> [WHAT TO DO]: The data below calls for an exact copy.

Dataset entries
━━━━━━━━━━━━━━━━

Issue #3070, opened 2016-07-26
Monitoring : no css/js/images because of violation of Content Security Policy directives


nicolasmlv:
Ruby version: 2.3.0
Sidekiq free version : 4.1.2
Sinatra 2.0.0.pre.alpha (master)
rack-protection / rack : 2.0

In my Rails app, I wanted to add the monitoring (https://github.com/mperham/sidekiq/wiki/Monitoring)

But there is some violation of "Content Security Policy directives", and the result is there is no JS, CSS, images.

But 👍 because it still works (except live polling).

<img width="1340" alt="screen shot 2016-07-26 at 18 01 50" src="https://cloud.githubusercontent.com/assets/1242610/17146222/e610e90e-535d-11e6-9b86-68dad5603cae.png">

<details>

Refused to load the stylesheet 'https://www.xxx.xx/sidekiq/stylesheets/bootstrap.css' because it violates the following Content Security Policy directive: "style-src self".

retries:7 Refused to load the stylesheet 'https://www.xxx.xx/sidekiq/stylesheets/application.css' because it violates the following Content Security Policy directive: "style-src self".

retries:8 Refused to load the image 'https://www.xxx.xx/sidekiq/images/favicon.ico' because it violates the following Content Security Policy directive: "default-src none". Note that 'img-src' was not explicitly set, so 'default-src' is used as a fallback.

retries:1 Refused to load the script 'https://www.xxx.xx/sidekiq/javascripts/application.js' because it violates the following Content Security Policy directive: "script-src self".

retries:1 Refused to load the script 'https://www.xxx.xx/sidekiq/javascripts/locales/jquery.timeago.en.js' because it violates the following Content Security Policy directive: "script-src self".

retries:394 Refused to apply inline style because it violates the following Content Security Policy directive: "style-src self". Either the 'unsafe-inline' keyword, a hash ('sha256-RplG6L4DS7tinB+kpxygtAVbINLXXNahDRzdfk1+cwY='), or a nonce ('nonce-...') is required to enable inline execution.

retries:1 Refused to load the image 'https://www.xxx.xx/sidekiq/images/favicon.ico' because it violates the following Content Security Policy directive: "default-src none". Note that 'img-src' was not explicitly set, so 'default-src' is used as a fallback.
</details>

mperham:
Sounds like your top-level website is setting some CSP rules that the Sidekiq Web UI does not follow, maybe?  I don't know much about CSP.

mperham:
[...]

PR #3079, opened 2016-07-28
Fix CSP errors on Sinatra / Rack 2

jamesdabbs:
See #3070 

Now that https://github.com/sinatra/rack-protection/pull/111 has been merged in, this should work for users pulling `sinatra` and `rack-protect` from master (e.g. edge Rails folks). It _should_ be backwards compatible, though I've only tested against Rails 4.2 and 5 personally.

@mperham - it seemed like you thought that Sinatra 2 should already be backwards compatible, so let me know if you'd prefer to fight this fight upstream. Also - is adding a method here a reasonable way to allow folks to configure if needed, or would you prefer something else?

### DIFF
--- a/lib/sidekiq/web.rb
+++ b/lib/sidekiq/web.rb
@@ -12,8 +12,21 @@ module Sidekiq
   class Web < Sinatra::Base
     include Sidekiq::Paginator
 
+
     enable :sessions
-    use ::Rack::Protection, :use => :authenticity_token unless ENV['RACK_ENV'] == 'test'
+
+    # N.B. until https://github.com/sinatra/rack-protection/pull/111 lands,
+    #  you'll need to uncomment the next line:
+    Rack::Protection::ContentSecurityPolicy::KEYS.push :img_src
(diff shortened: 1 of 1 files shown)


mperham:
This is something that should be pushed upstream.  I assume it will affect all Sinatra applications.  Sidekiq's Web UI is a basic webapp that needs to serve local static assets - if rack-protection breaks that model, there's a fundamental bug.

jamesdabbs:
That's fair - I've opened https://github.com/sinatra/rack-protection/pull/112 and https://github.com/sinatra/sinatra/pull/1156, which would resolve _most_ of this, so we'll see how those go.

That said, I doubt that `style-src: 'unsafe-inline'` would fly as an upstream default. Would you be open to a PR that removes the couple inline styles that you're currently using? Or, alternatively, one that adds `unsafe-inline` as a default `rack-protect` setting here?

mperham:
Perfect.

I would love a PR that removes inline CSS.  I want Sidekiq to work with rack-protection's defaults and best practices.

PR #3082, opened 2016-08-01
Fix typos in client test descriptions

davydovanton:


mperham:
Redi is my funny plural of Redis, so technically the spelling is correct.  If you want to change it to Redises, that would be fine.

davydovanton:
hahaha, no, It's so cute. may be I can add comment about this plural for other developers? What do you think?

mperham:
Sure

PR #3091, opened 2016-08-04
Removing Inline CSS

maryhowell:
Based on this [pull request ](https://github.com/mperham/sidekiq/pull/3079) this replaces the inline CSS with classes.


mperham:
🎉  Thanks!

PR #3107, opened 2016-08-18
Fixed the translation of "idle" for the de locale

bjjb:
"Inaktiv" has a specific connotation in German, which I suspect is not what we're looking to convey here.


mperham:
Thanks!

━━━━━━━━━━━━━━━━

> [RESULT OF THIS TASK]:
Issue #3070, opened 2016-07-26
Monitoring : no css/js/images because of violation of Content Security Policy directives


nicolasmlv:
Ruby version: 2.3.0
Sidekiq free version : 4.1.2
Sinatra 2.0.0.pre.alpha (master)
rack-protection / rack : 2.0

In my Rails app, I wanted to add the monitoring (https://github.com/mperham/sidekiq/wiki/Monitoring)

But there is some violation of "Content Security Policy directives", and the result is there is no JS, CSS, images.

But 👍 because it still works (except live polling).

<img width="1340" alt="screen shot 2016-07-26 at 18 01 50" src="https://cloud.githubusercontent.com/assets/1242610/17146222/e610e90e-535d-11e6-9b86-68dad5603cae.png">

<details>

Refused to load the stylesheet 'https://www.xxx.xx/sidekiq/stylesheets/bootstrap.css' because it violates the following Content Security Policy directive: "style-src self".

retries:7 Refused to load the stylesheet 'https://www.xxx.xx/sidekiq/stylesheets/application.css' because it violates the following Content Security Policy directive: "style-src self".

retries:8 Refused to load the image 'https://www.xxx.xx/sidekiq/images/favicon.ico' because it violates the following Content Security Policy directive: "default-src none". Note that 'img-src' was not explicitly set, so 'default-src' is used as a fallback.

retries:1 Refused to load the script 'https://www.xxx.xx/sidekiq/javascripts/application.js' because it violates the following Content Security Policy directive: "script-src self".

retries:1 Refused to load the script 'https://www.xxx.xx/sidekiq/javascripts/locales/jquery.timeago.en.js' because it violates the following Content Security Policy directive: "script-src self".

retries:394 Refused to apply inline style because it violates the following Content Security Policy directive: "style-src self". Either the 'unsafe-inline' keyword, a hash ('sha256-RplG6L4DS7tinB+kpxygtAVbINLXXNahDRzdfk1+cwY='), or a nonce ('nonce-...') is required to enable inline execution.

retries:1 Refused to load the image 'https://www.xxx.xx/sidekiq/images/favicon.ico' because it violates the following Content Security Policy directive: "default-src none". Note that 'img-src' was not explicitly set, so 'default-src' is used as a fallback.
</details>

mperham:
Sounds like your top-level website is setting some CSP rules that the Sidekiq Web UI does not follow, maybe?  I don't know much about CSP.

mperham:
[...]

PR #3079, opened 2016-07-28
Fix CSP errors on Sinatra / Rack 2

jamesdabbs:
See #3070 

Now that https://github.com/sinatra/rack-protection/pull/111 has been merged in, this should work for users pulling `sinatra` and `rack-protect` from master (e.g. edge Rails folks). It _should_ be backwards compatible, though I've only tested against Rails 4.2 and 5 personally.

@mperham - it seemed like you thought that Sinatra 2 should already be backwards compatible, so let me know if you'd prefer to fight this fight upstream. Also - is adding a method here a reasonable way to allow folks to configure if needed, or would you prefer something else?

### DIFF
--- a/lib/sidekiq/web.rb
+++ b/lib/sidekiq/web.rb
@@ -12,8 +12,21 @@ module Sidekiq
   class Web < Sinatra::Base
     include Sidekiq::Paginator
 
+
     enable :sessions
-    use ::Rack::Protection, :use => :authenticity_token unless ENV['RACK_ENV'] == 'test'
+
+    # N.B. until https://github.com/sinatra/rack-protection/pull/111 lands,
+    #  you'll need to uncomment the next line:
+    Rack::Protection::ContentSecurityPolicy::KEYS.push :img_src
(diff shortened: 1 of 1 files shown)


mperham:
This is something that should be pushed upstream.  I assume it will affect all Sinatra applications.  Sidekiq's Web UI is a basic webapp that needs to serve local static assets - if rack-protection breaks that model, there's a fundamental bug.

jamesdabbs:
That's fair - I've opened https://github.com/sinatra/rack-protection/pull/112 and https://github.com/sinatra/sinatra/pull/1156, which would resolve _most_ of this, so we'll see how those go.

That said, I doubt that `style-src: 'unsafe-inline'` would fly as an upstream default. Would you be open to a PR that removes the couple inline styles that you're currently using? Or, alternatively, one that adds `unsafe-inline` as a default `rack-protect` setting here?

mperham:
Perfect.

I would love a PR that removes inline CSS.  I want Sidekiq to work with rack-protection's defaults and best practices.

PR #3082, opened 2016-08-01
Fix typos in client test descriptions

davydovanton:


mperham:
Redi is my funny plural of Redis, so technically the spelling is correct.  If you want to change it to Redises, that would be fine.

davydovanton:
hahaha, no, It's so cute. may be I can add comment about this plural for other developers? What do you think?

mperham:
Sure

PR #3091, opened 2016-08-04
Removing Inline CSS

maryhowell:
Based on this [pull request ](https://github.com/mperham/sidekiq/pull/3079) this replaces the inline CSS with classes.


mperham:
🎉  Thanks!

PR #3107, opened 2016-08-18
Fixed the translation of "idle" for the de locale

bjjb:
"Inaktiv" has a specific connotation in German, which I suspect is not what we're looking to convey here.


mperham:
Thanks!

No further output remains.